政策・マーケット

再エネ電源保有とコラボが鍵!? 新電力「青森県民エナジー」の取り組み

新電力が淘汰の時代を生き残るために、何が求められるのか? 今回は、青森県の「青森県民エナジー」の取り組みに着目し、その特長と課題について、エネルギージャーナリスト・北村和也氏が分析する。

発電と生協の”きれいな”
コラボレーション

地元に根付いて活動する「地域密着型の新電力」の3回目となる。

第1回:福岡県「やめエネルギー」が目指すまちづくりとは?
第2回:岩手県「久慈地域エネルギー」が巨大都市と連携!

今回取り上げるのは、青森県八戸市に本社を置く青森県民エナジー株式会社である。本社は八戸市であるが、名前の通り県全域を対象とする県域エネルギー会社として、およそ2年前から電力の供給を始めている。

この地域新電力、青森県民エナジーの“選別の時代”での切り札は、地域での再生エネ発電事業と地元の生活協同組合のコラボである。今、青森県で初めての県内民間資本100%の地域新電力として、その存在感がじわじわ増してきている。

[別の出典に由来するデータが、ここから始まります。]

PR #1420, opened 2023-07-19
Fix robot test

Rieven:
### Changes
Fix for broken ci robot test

- I have also added `make local-ci-robot` to automate the process of onboarding, can be used for QA as well @Darwinkel


Makefile
```diff
@@ -112,3 +112,9 @@ poetry-dependencies:
 	# NOTE: pip does not yet support hash verification for git dependencies;
 	# rocky's requirements-dev.txt unfortunately has no hashing until then
 	sed -i '/--hash/d; s/ \\$$//' rocky/requirements-dev.txt
+
+
+local-ci-robot:
```
Donnype, line 117: Isn't this supposed to work?
```shell
$ cd rocky
$ make test-rf
```

It is not working for me I see so I suppose it hasn't been updated. I'd say we should remove that target (and `test-prepare`) and perhaps call this new make target in the github workflow?

Makefile
```diff
@@ -112,3 +112,9 @@ poetry-dependencies:
...
+	make reset
+	docker exec -it nl-kat-coordination-rocky-1 /bin/bash -c 'export DJANGO_SUPERUSER_PASSWORD=robotpassword && python manage.py createsuperuser --full_name robot --email robot@localhost --noinput'
```
praseodym, line 119: This should use `docker-compose run --rm rocky` so that it works in every environment and doesn't reuse the existing container.

Rieven: I have removed this part as this was an extra for this PR

Makefile
Rieven: I have removed it till we find a better solution in another PR

ammar92 (approved):

Darwinkel (approved):

dekkers (approved):

Issue #853, opened 2023-05-01
CSV upload for new users


TwistMeister:
We want to be able to upload new users to a KAT organisation in Bulk.

The button "add new member" should become a drop down button, like "add objects" on the objects list page. Then two options can be shown: Add member manually, Upload CSV.

The following screen should explain somethings about the CSV criteria. To be determined, but I guess at least: e-mailadres, full name, account_type. Assigned clearance level could be optional. And for the password there's a decision to be made: do we want to sent invite e-mails or does the CSV have to contain passwords for each user?

For already known e-mail addresses I thinkt it's best to create new organisation members and link them to the already known users with those e-mail addresses, leaving all other info on those user accounts untouched.

Add objects button, as example:
![Screenshot 2023-06-12 at 17 32 02](https://github.com/minvws/nl-kat-coordination/assets/16188579/ad1122d2-d037-4d21-911b-8fae629177c3)

Criteria overview example for importing an OOI CSV
![Screenshot 2023-06-12 at 17 31 18](https://github.com/minvws/nl-kat-coordination/assets/16188579/8a8c8285-baf9-401b-8a65-f22fd5b2cf06)

underdarknl:
Lets use the same flow we would use for adding multiple users to an organisation. So add users, or upload file, and then show the pending users in a list before saving them. Figma has designs for the manual flow for multiple users which can in turn send to the same CSV handler in the backend.

Donnype:
What do we do when we have duplicate rows with different account_types? In my current setup when we have two users with different account_types, they get added to both groups, e.g. here for c@c.nl:


![Image](https://github.com/minvws/nl-kat-coordination/assets/46660228/54459b57-df3f-4529-8f55-4544a53e6a03)

PR #1423, opened 2023-07-19
Upload members with a csv file

Donnype:
### Changes
Add a page where we can upload a csv file with users. Note: by default users get an empty password, meaning they cannot log in. However, we can leverage the password reset flow for this as well because their email adress is known at this stage. We can also consider sending an email to the users already instructing them to reset their password, and generate the link immediately, by creating a password reset form in the backend for all new users.

### Issue link

Closes https://github.com/minvws/nl-kat-coordination/issues/853

### Proof

Add member(s) dropdown button added:

image

Upload page with the criteria:

image

New users:

image

Email sent to new users:

```
Content-Type: text/plain; charset="utf-8"
MIME-Version: 1.0
Content-Transfer-Encoding: 7bit
Subject: Verify OpenKAT account on localhost:8000
From:
To: a@bbbb.dl
Date: Thu, 20 Jul 2023 13:34:32 -0000
Message-ID: <168986007241.76.14464090403674779824@af745d470510>




    Welcome to OpenKAT. You're receiving this email because you have been added to organization "test" at localhost:8000.
    Please go to the following page and choose a new password:

        http://localhost:8000/en/reset/MTY/brn1pk-914a9d550dbb2a5b0269c85f6b667e21/

    Sincerely,
    The OpenKAT team
```

UPDATE:

I also added the option to download a template csv file:
Schermafbeelding 2023-07-25 om 12 45 34

UPDATE:

Warnings:

image

---

### Code Checklist

### Communication

---

---
## Checklist for QA:


rocky/rocky/views/organization_member_add.py
```diff
@@ -54,3 +69,89 @@ def form_valid(self, form):
...
+                    member.trusted_clearance_level = trusted_clearance_level
+                    member.acknowledged_clearance_level = acknowledged_clearance_level
+
+                try:
+                    member.groups.add(Group.objects.get(name=account_type))
+                except ObjectDoesNotExist:
+                    logger.exception("Failed adding organization member to group")
+                    continue
+
+            messages.add_message(self.request, messages.SUCCESS, _("Successfully added csv."))
```
ammar92, line 149: The message is a bit misleading since errors are silenced/ not visible to the end user. Perhaps something like "CSV processed" suits better?

rocky/rocky/views/organization_member_add.py
```diff
@@ -54,3 +69,89 @@ def form_valid(self, form):
...
+    permission_required = "tools.add_organizationmember"
+
+    def get_success_url(self):
+        return reverse_lazy("organization_member_list", kwargs={"organization_code": self.organization.code})
+
+    def form_valid(self, form):
+        self.process_csv(form)
+        return super().form_valid(form)
+
+    def process_csv(self, form) -> None:
```
ammar92, line 86: To me most of these log statements here are more error logs than exception logs

ammar92 (commented):
Minimal remarks, looks good otherwise

rocky/rocky/views/organization_member_add.py
Donnype: Yess

rocky/rocky/views/organization_member_add.py
Donnype: I would always want the exception info to be printed in these cases as they would be probably be unexpected database exceptions?

Donnype:
@underdarknl Check. I also added a button to download a template.

rocky/rocky/views/organization_member_add.py
ammar92: > What do you mean when you say too broad? The exception clause or the message?

I'm referring to the exception clause indeed.

> I have looked into catching just Django related database errors here, but there is no real base exception for that to catch, so that would mean having a list of exceptions here. But then again the argument could be made that we do not want to handle unexpected database exceptions here and just crash, since such information would not be propagated to the user uploading the file and does not give information about existence of the users in the file. I think I actually prefer that and we can actually not continue on such errors.
> 
> (Still need to "roll back" the creation of the user though.)

Maybe I wasn't clear, but I meant to use `logger.error` more instead of the `logger.exception` (in this case and context). Catching the exceptions (and e.g. perform roll back actions) is obviously properly implemented.

Donnype: @ammar92 Can you have another look? I cleaned up the error handling

Donnype:
I created [a separate ticket](https://github.com/minvws/nl-kat-coordination/issues/1457) for writing new documentation to do this week.

Donnype:
I added the leveraging of transactions to fix the atomicity of users and organization members in each row.

Rieven (commented):
Generally speaking we need to also check if the organization of the members that are added also belongs to the same organization of the one that is adding it. Admin that only belongs to orgA cannot add a member to orgB.

Darwinkel:
## Checklist for QA:

### What works:
* Downloading the template, filling it in, and uploading it results in users being added in bulk.
* Password reset links are sent successfully and users are able to login

### What doesn't work:
* If a role is empty or invalid, no role is assigned to a user, with no ability to assign one later.
* If an e-mail already exists, the user is ignored
* It's possible to assign/accept a clearance level of >5

Looks like there's room for more validation :)

Donnype:
> If a role is empty or invalid, no role is assigned to a user, with no ability to assign one later.
> It's possible to assign/accept a clearance level of >5
> If an e-mail already exists, the user is ignored

@Darwinkel I am not able to reproduce these. Did you use the latest version of today? If the email adres exists we should not create a new user but we should add them to the organization.

Donnype:
> Generally speaking we need to also check if the organization of the members that are added also belongs to the same organization of the one that is adding it. Admin that only belongs to orgA cannot add a member to orgB.

I think this is handled by these view being an `OrganizationView` and the fact that we always use `self.organization` handles this, since we raise a 404 of no organization member exists and we check if the member has the right to edit organizations through the permissions mixin.

Darwinkel:
> > If a role is empty or invalid, no role is assigned to a user, with no ability to assign one later.
> > It's possible to assign/accept a clearance level of >5
> > If an e-mail already exists, the user is ignored
> 
> @Darwinkel I am not able to reproduce these. Did you use the latest version of today? If the email adres exists we should not create a new user but we should add them to the organization.

I re-checked and can confirm that it works now. It would probably still be nice to have some UI warning/feedback when an illegal role or clearance was encountered, instead of silently failing.

Donnype:
@Darwinkel Done!

Darwinkel:
Confirmed, nice.

ammar92 (approved):

underdarknl (approved):

Issue #1191, opened 2023-06-15
Save boefje Docker container stdout/stderr logs


praseodym:
When investigating #1190 I noticed that we don't seem to save Docker container stdout/stderr logs for boefjes running as a Docker container. I think it would aid debugging a lot if we save these logs in Bytes.

praseodym:
#1430 fixes this for the webpage capture boefje, the same technique can be used for other boefjes.

Darwinkel:
https://github.com/minvws/nl-kat-coordination/issues/1198

PR #1430, opened 2023-07-20
Fix webpage capture boefje

### LINKED ISSUE #1190: Webpage capture boefje is broken
The webpage capture boefje is broken on our testserver (https://kattest01.openkat.dev/en/mispoes/kat-alogus/plugins/boefje/webpage-capture/), we should investigate and fix any bugs we encounter. Might be related to #804.

#1191 would be helpful in debugging this.

praseodym:
### Changes
**Fix webpage capture boefje** 

Playwright container needed to be updated for it to run again, so let's
always use the latest container instead.

Also, improve error logging by returning the Playwright container log as
part of the Boefje exception.

**Harden Playwright container**

### Issue link

Fixes #1190

### Proof

screenshot

---

### Code Checklist

### Communication

---

---
## Checklist for QA:


boefjes/boefjes/plugins/kat_webpage_capture/main.py
```diff
@@ -5,14 +5,27 @@
...
+    def __init__(self, message, container_log=None):
+        self.message = message
+        self.container_log = container_log
+
+    def __str__(self):
+        return str(self.message) + "\n\nContainer log:\n" + self.container_log
+
+    pass
+
+
```
ammar92, line 28:
```suggestion
```

boefjes/boefjes/plugins/kat_webpage_capture/main.py
```diff
@@ -68,7 +81,7 @@ def get_file_from_container(container: docker.models.containers.Container, path:
 
 def build_playwright_command(webpage: str, browser: str, tmp_path: str) -> str:
     """Returns playwright command including webpage, browser and locations for image, har and storage."""
-    return " ".join(
+    x = " ".join(
```
ammar92, line 84:
```suggestion
    command = " ".join(
```

boefjes/boefjes/plugins/kat_webpage_capture/main.py
```diff
@@ -5,14 +5,27 @@
 from typing import ByteString, Generator, List, Tuple, Union
 
 import docker
-from PIL import Image
+from PIL import Image, UnidentifiedImageError
 
 from boefjes.job_models import BoefjeMeta
 
-PLAYWRIGHT_IMAGE = "mcr.microsoft.com/playwright:v1.33.0-jammy"
+PLAYWRIGHT_IMAGE = "mcr.microsoft.com/playwright:latest"
```
ammar92, line 12: Why not just pin the latest version? We had a few discussions and bugs before when using the `latest` tag and therefore decided not to use that tag (as an unwritten rule) and always use a fixed version or hash. Also when using `latest` it doesn't guarantee that this plugin in production will use the latest image, whilst pinning the version will guarantee that a new image is downloaded if the version changes.

```suggestion
PLAYWRIGHT_IMAGE = "mcr.microsoft.com/playwright:v1.34.0-jammy"
```

praseodym: Because the error we got with the old version was that the container needed to be updated. I'm not sure how the containers are built, but if you run an old container version, an error message will appear saying that there is a newer version available that should be used instead. So there's no use in pinning a specific version, because it will break once a new version has been released.

boefjes/boefjes/plugins/kat_webpage_capture/main.py
praseodym: I'll remove this, was a remnant of my debugging session.

boefjes/boefjes/plugins/kat_webpage_capture/main.py
praseodym: I've included logs and more background information here: https://github.com/minvws/nl-kat-coordination/issues/1190#issuecomment-1645573638

ammar92 (dismissed):
Still not in favor of using this `latest` tag, but I don't have a better solution (for now) that doesn't require too much boilerplate code and heuristics to prevent this. Let's just see how this works out

boefjes/boefjes/plugins/kat_webpage_capture/main.py
underdarknl: So this container has two options? Either run 'latests', or don't run at all?
Seeing that we'd need to be able to show which version of each container was used for a given job, and be able to reproduce that, maybe this specific distribution is not a workable solution for us.
It also opens up the doors to supply line attacks, which is another reason to version pin dependencies.

praseodym: We can use the hash of the container to log which version was ran.

I'd say the bigger risk is that the container installs the Playwright NPM module when it starts, the NPM registry is presumably a bigger supply chain risk than Microsoft's container registry. The fact that this NPM module is into preinstalled is also what causes older container images to break in the first place.

Darwinkel:
## Checklist for QA:

### What works:
* The boefje now generally doesn't fail. 

### What doesn't work:
* It's unclear how the resulting screenshot can be viewed. The 3.5MB `raw` file cannot be easily opened in an image viewer. 
* Playwright doesn't like websites with a TLS certificate error:

```
  File "/usr/local/lib/python3.11/site-packages/docker/api/client.py", line 268, in _raise_for_status
    response.raise_for_status()
  File "/usr/local/lib/python3.11/site-packages/requests/models.py", line 1021, in raise_for_status
    raise HTTPError(http_error_msg, response=self)
requests.exceptions.HTTPError: 404 Client Error: Not Found for url: http+docker://localhost/v1.43/containers/e467e64ed50b545a86717bfecc6920380e05a62de036e6eedf3bd8c86bae42b2/archive?path=%2Ftmp%2Ftmp.png

The above exception was the direct cause of the following exception:

  File "/app/boefjes/boefjes/plugins/kat_webpage_capture/main.py", line 117, in run_playwright
    image = Image.open(io.BytesIO(get_file_from_container(container=container, path=f"{tmp_path}.png")))
                                  ^^^^^^^^^^^^^^^^^^^^^^^^^^^^^^^^^^^^^^^^^^^^^^^^^^^^^^^^^^^^^^^^^^^^
  File "/app/boefjes/boefjes/plugins/kat_webpage_capture/main.py", line 72, in get_file_from_container
    raise e
  File "/app/boefjes/boefjes/plugins/kat_webpage_capture/main.py", line 67, in get_file_from_container
    stream, _ = container.get_archive(path)
                ^^^^^^^^^^^^^^^^^^^^^^^^^^^
  File "/usr/local/lib/python3.11/site-packages/docker/models/containers.py", line 262, in get_archive
    return self.client.api.get_archive(self.id, path,
  File "/usr/local/lib/python3.11/site-packages/docker/utils/decorators.py", line 19, in wrapped
    return f(self, resource_id, *args, **kwargs)
           ^^^^^^^^^^^^^^^^^^^^^^^^^^^^^^^^^^^^^
  File "/usr/local/lib/python3.11/site-packages/docker/api/container.py", line 761, in get_archive
    self._raise_for_status(res)
  File "/usr/local/lib/python3.11/site-packages/docker/api/client.py", line 270, in _raise_for_status
    raise create_api_error_from_http_exception(e) from e
          ^^^^^^^^^^^^^^^^^^^^^^^^^^^^^^^^^^^^^^^
  File "/usr/local/lib/python3.11/site-packages/docker/errors.py", line 39, in create_api_error_from_http_exception
    raise cls(e, response=response, explanation=explanation) from e
docker.errors.NotFound: 404 Client Error for http+docker://localhost/v1.43/containers/e467e64ed50b545a86717bfecc6920380e05a62de036e6eedf3bd8c86bae42b2/archive?path=%2Ftmp%2Ftmp.png: Not Found ("Could not find the file /tmp/tmp.png in container e467e64ed50b545a86717bfecc6920380e05a62de036e6eedf3bd8c86bae42b2")

During handling of the above exception, another exception occurred:

  File "/app/boefjes/boefjes/local.py", line 53, in run
    return boefje_resource.module.run(boefje_meta)
           ^^^^^^^^^^^^^^^^^^^^^^^^^^^^^^^^^^^^^^^
  File "/app/boefjes/boefjes/plugins/kat_webpage_capture/main.py", line 135, in run
    image_bytes, har_zip, storage_json = run_playwright(webpage=webpage, browser=BROWSER)
                                         ^^^^^^^^^^^^^^^^^^^^^^^^^^^^^^^^^^^^^^^^^^^^^^^^
  File "/app/boefjes/boefjes/plugins/kat_webpage_capture/main.py", line 122, in run_playwright
    raise WebpageCaptureException(
boefjes.plugins.kat_webpage_capture.main.WebpageCaptureException: Error while running Playwright container, command was: /usr/bin/npx playwright screenshot -b chromium --full-page --save-har=/tmp/tmp.har.zip --save-storage=/tmp/tmp.json https://mispo.es/ /tmp/tmp.png

Container log:
2023-07-24T07:43:13.787786722Z npm WARN exec The following package was not found and will be installed: playwright@1.36.1
2023-07-24T07:43:15.131327488Z Navigating to https://mispo.es/
2023-07-24T07:43:15.326070014Z [Error: net::ERR_CERT_DATE_INVALID at https://mispo.es/
2023-07-24T07:43:15.326093035Z =========================== logs ===========================
2023-07-24T07:43:15.326096141Z navigating to "https://mispo.es/", waiting until "load"
2023-07-24T07:43:15.326098594Z ============================================================]
2023-07-24T07:43:15.380506060Z npm notice 
2023-07-24T07:43:15.380519372Z npm notice New minor version of npm available! 9.5.1 -> 9.8.1
2023-07-24T07:43:15.380609237Z npm notice Changelog: <https://github.com/npm/cli/releases/tag/v9.8.1>
2023-07-24T07:43:15.380621517Z npm notice Run `npm install -g npm@9.8.1` to update!
2023-07-24T07:43:15.380624833Z npm notice 


The above exception was the direct cause of the following exception:

  File "/app/boefjes/boefjes/job_handler.py", line 156, in handle
    boefje_results = self.job_runner.run(boefje_meta, boefje_meta.environment)
                     ^^^^^^^^^^^^^^^^^^^^^^^^^^^^^^^^^^^^^^^^^^^^^^^^^^^^^^^^^
  File "/app/boefjes/boefjes/local.py", line 55, in run
    raise JobRuntimeError("Boefje failed") from e
boefjes.runtime_interfaces.JobRuntimeError: Boefje failed
```

underdarknl:
https://github.com/microsoft/playwright/issues/24362

praseodym:
> * It's unclear how the resulting screenshot can be viewed. The 3.5MB `raw` file cannot be easily opened in an image viewer.

I've changed it to return PNG files instead. I thought this boefje also had a normaliser that parsed based on the current output format (a Pillow bytes stream) but I think I got confused with the webpage analysis normaliser. Returning a PNG file conforms with the `image/png` MIME type that is currently promised and seems like a better standard anyway.

> * Playwright doesn't like websites with a TLS certificate error

Not sure if that's something we should fix, any opinions?

boefjes/boefjes/plugins/kat_webpage_capture/main.py
```diff
@@ -68,51 +78,63 @@ def get_file_from_container(container: docker.models.containers.Container, path:
...
+        container.wait()
+        image = get_file_from_container(container=container, path=f"{tmp_path}.png")
+        har = get_file_from_container(container=container, path=f"{tmp_path}.har.zip")
+        storage = get_file_from_container(container=container, path=f"{tmp_path}.json")
+        return image, har, storage
+    except docker.errors.NotFound:
+        raise WebpageCaptureException(
+            "Error while running Playwright container, command was: " + " ".join(command),
+            container.logs(stdout=True, stderr=True, timestamps=True).decode(),
+        )
```
zcrt, line 124: Raising this error will result in no files saved when one of the files is actually present. Suppose the screenshot was succesfully taken but for some reason the `har.zip` was not created. Then the screenshot is also not returned anymore. (That is why it was designed to only raise a warning for each missing file)

zcrt:
A workaround for the `latest` issues could be to make it a setting of the boefje, so that the end-user can decide to upgrade the container to another version (if the default version is not updated yet in this repository).

zcrt:
>>        Playwright doesn't like websites with a TLS certificate error

> Not sure if that's something we should fix, any opinions?

We can add `--ignore-https-errors` to the command. It think it would be nice to have the screenshots even though there are TLS errors

```bash
# /usr/bin/npx playwright screenshot -b chromium --full-page --save-har=/tmp/tmp.har.zip --save-storage=/tmp/tmp.json --ignore-https-errors https://mispo.es /tmp/tmp.png
Navigating to https://mispo.es
Capturing screenshot into /tmp/tmp.png
# ls /tmp
tmp.har.zip  tmp.json  tmp.png

```

boefjes/boefjes/plugins/kat_webpage_capture/main.py
zcrt: Showing the container logs is a very nice addition by the way. It would be great if that can also be added to other boefjes using containers for their commands (e.g. Nmap).

praseodym:
> We can add `--ignore-https-errors` to the command. It think it would be nice to have the screenshots even though there are TLS errors

Added!

boefjes/boefjes/plugins/kat_webpage_capture/main.py
praseodym: Without this PR the container crashes when the screenshot is not present, it doesn't just log a warning.

Because we don't have a "partially successful" status code for Boefjes, I'd say the only reasonable way to handle this is to fail when any file is missing.

praseodym: > Showing the container logs is a very nice addition by the way. It would be great if that can also be added to other boefjes using containers for their commands (e.g. Nmap).

#1191 already exists for that.

underdarknl:
> > > ```
> > >    Playwright doesn't like websites with a TLS certificate error
> > > ```
> 
> > Not sure if that's something we should fix, any opinions?
> 
> We can add `--ignore-https-errors` to the command. It think it would be nice to have the screenshots even though there are TLS errors
> 
> ```shell
> # /usr/bin/npx playwright screenshot -b chromium --full-page --save-har=/tmp/tmp.har.zip --save-storage=/tmp/tmp.json --ignore-https-errors https://mispo.es /tmp/tmp.png
> Navigating to https://mispo.es
> Capturing screenshot into /tmp/tmp.png
> # ls /tmp
> tmp.har.zip  tmp.json  tmp.png
> ```

Ignoring https errors seems valid, other tooling will check the ssl/tls anyway.

underdarknl:
> A workaround for the `latest` issues could be to make it a setting of the boefje, so that the end-user can decide to upgrade the container to another version (if the default version is not updated yet in this repository).
> 
> Indeed a normalizer and Octopoes object should still be created for this boefje ([minvws/nl-kat-boefjes#90](https://github.com/minvws/nl-kat-boefjes/pull/90)) .(And after that the option to show screenshots in the interface and reports.) In addition the `har.zip` and `json` can be normalized for more information.

The har file and other artifacts can already be added to this boefje's output, and will be included in the future job pages. They could also function as inputs for other normlizers.

zcrt:
> The har file and other artifacts can already be added to this boefje's output, and will be included in the future job pages. They could also function as inputs for other normlizers.

Yes they are already added to the output

boefjes/boefjes/plugins/kat_webpage_capture/main.py
zcrt: > Because we don't have a "partially successful" status code for Boefjes, I'd say the only reasonable way to handle this is to fail when any file is missing.

I created a separate issue https://github.com/minvws/nl-kat-coordination/issues/1440

ammar92:
> Ah check, I missed that. Maybe we can add a fictional mimetype next to the "application/zip+json" mimetype to designate that this is a har-file? Following the schema used by XML we could do: application/har+json ? Same goes for the local-storage file, This would make it much easier to create a normalizer which targets all these har-files, or storage files.

A HAR file is already a JSON file, so we might as well extract this archive and provide a `application/text+json` type instead. I think it's already possible for normalizers to target this specific file type by expecting a combination of `application/text+json` and the boefje 'mimetype'? I'm not really sure right now, but I'll figure it out

boefjes/boefjes/plugins/kat_webpage_capture/main.py
zcrt: This one got probably lost in the comments, but why not make the version a setting of the boefje? (https://github.com/minvws/nl-kat-coordination/pull/1430#issuecomment-1647543346)

boefjes/boefjes/plugins/kat_webpage_capture/main.py
```diff
@@ -68,51 +78,64 @@ def get_file_from_container(container: docker.models.containers.Container, path:
...
-        ],
+        command=command,
         detach=True,
+        ipc_mode="host",
+        user="pwuser",
+        security_opt=[
+            (
+                'seccomp={"comment": "Allow create user namespaces", "names": ["clone", "setns", "unshare"], '
+                '"action": "SCMP_ACT_ALLOW", "args": [], "includes": {}, "excludes": {}}'
+            )
```
zcrt, line 112: Maybe a comment explaining why these settings are important would be useful

praseodym: There is a comment right above the container creation: https://playwright.dev/docs/docker#crawling-and-scraping

boefjes/boefjes/plugins/kat_webpage_capture/main.py
zcrt: Prevention of running a version of the container that was not tested with the release of OpenKAT

dekkers: With this container image there seem to be two options here as far as I can see:
- Use latest version that might break when a new version is released
- Use a pinned version, either in code or in settings, that is guaranteed to break when a new version is released.

I don't really understand why making sure it is always broken should be preferred above having the risk it might get broken.

Another solution might be to use a different container image / build our own.

underdarknl:
> > Ah check, I missed that. Maybe we can add a fictional mimetype next to the "application/zip+json" mimetype to designate that this is a har-file? Following the schema used by XML we could do: application/har+json ? Same goes for the local-storage file, This would make it much easier to create a normalizer which targets all these har-files, or storage files.
> 
> A HAR file is already a JSON file, so we might as well extract this archive and provide a `application/text+json` type instead. I think it's already possible for normalizers to target this specific file type by expecting a combination of `application/text+json` and the boefje 'mimetype'? I'm not really sure right now, but I'll figure it out

There is no true har file mime-type, and I'd think we are going to see many more of those situations where we want to target for example http-streams or partial files with a normalizer.
Currently, normalizers do not have the option to target specific raw files that have a combination of mime-types present. While an interesting idea, it would negate the flexibility of the normalizer to raw-file coupling if the boefje id is also required. A har-file normalizer should also work on har files imported from other sources (eg, uploads by users, or some system providing har files as its output)

underdarknl:
@zcrt versioning should be handled at another level in the future, a new boefje version should be published and checked on various levels before being used.

ammar92:
> There is no true har file mime-type, and I'd think we are going to see many more of those situations where we want to target for example http-streams or partial files with a normalizer.

Yep, it's just a JSON file with a defined schema, that's why I mentioned the `application/text+json` mime-type.

> While an interesting idea, it would negate the flexibility of the normalizer to raw-file coupling if the boefje id is also required. A har-file normalizer should also work on har files imported from other sources (eg, uploads by users, or some system providing har files as its output). Currently, normalizers do not have the option to target specific raw files that have a combination of mime-types present.

It wouldn't negate the flexibility of the normalizer, since my idea is not to make this boefje-id coupling required but optional. Some time ago I mentioned the idea of using tags next to mime-types for this purpose. It would make a lot of sense if, for example, a boefje plugin that includes e.g. the `HAR` tag would throw an output of mime-type `application/text+json` to be consumed by normalizers that can consume HAR archives. Tags will not only be making this easier (and not misusing mime-types for this), it will also allow categorizing plugins and grouping them.

underdarknl:
that would work better if the tag where applied to the raw-file, and not the whole boefje, but I think that would mean we adhere to strictly to what mime-types are, and if we cannot extend that to also mean mime-type+tag's for our purpose.

ammar92:
> that would work better if the tag where applied to the raw-file, and not the whole boefje, but I think that would mean we adhere to strictly to what mime-types are, and if we cannot extend that to also mean mime-type+tag's for our purpose.

Yep but you can still have tags for plugins and tags for output, they're easy to distinguish if we use an appropriate format

underdarknl (approved):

青森県内で市民風車を始めていた県内の事業者が大型の太陽光発電にも取り組み、その電力を地元の県民に使ってもらうことを目指したのは3年前近く前のことだった。その目的に、再生エネの拡大と利用を掲げる県内の生活協同組合が乗って、青森県民エナジー株式会社が誕生した。

需要者側では資本を入れた青森県民生活協同組合に加えて、複数の県内生協が連携して供給先の拡大を図っている。連携する生協の加盟組合員数は、近いうちに20万人を軽く超えることになる勢いとなっている。

資本参加した発電事業者側は、県内に風力発電といわゆるメガソーラーを有している。間接的な所有も含めて10MW程度にもなる。青森県の主要な再生エネ発電施設のほとんどが県外資本という実態の中では、まさに異色の存在である。

一方で、発電した再生エネ由来の電力を地元に流したいと考え、もう一方では、組合員に再生エネからの電気を使ってもらいたいという両者の思いはごく自然に結びつくことになった。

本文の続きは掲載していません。